++++ Task inputs ++++
PR #669, opened 2018-06-27
Avoid error/warning about implicit function declaration

grulja:
Function xorgGlxCreateVendor() is defined in glx_extinit.h, if this header is not included, we might get either error or warning. This header also needs to be included after scrninststr.h header as it defines some structures used in glx_extinit.h


CendioOssman:
Thank you for your contribution.

This header is only present in newer versions of Xorg, so there needs to be a check. I've committed things as 8c6c5843 and 423e04fc.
++++
Task directions - Output all records exactly, with nothing added or dropped.

Solution to this exercise -
PR #669, opened 2018-06-27
Avoid error/warning about implicit function declaration

grulja:
Function xorgGlxCreateVendor() is defined in glx_extinit.h, if this header is not included, we might get either error or warning. This header also needs to be included after scrninststr.h header as it defines some structures used in glx_extinit.h


CendioOssman:
Thank you for your contribution.

This header is only present in newer versions of Xorg, so there needs to be a check. I've committed things as 8c6c5843 and 423e04fc.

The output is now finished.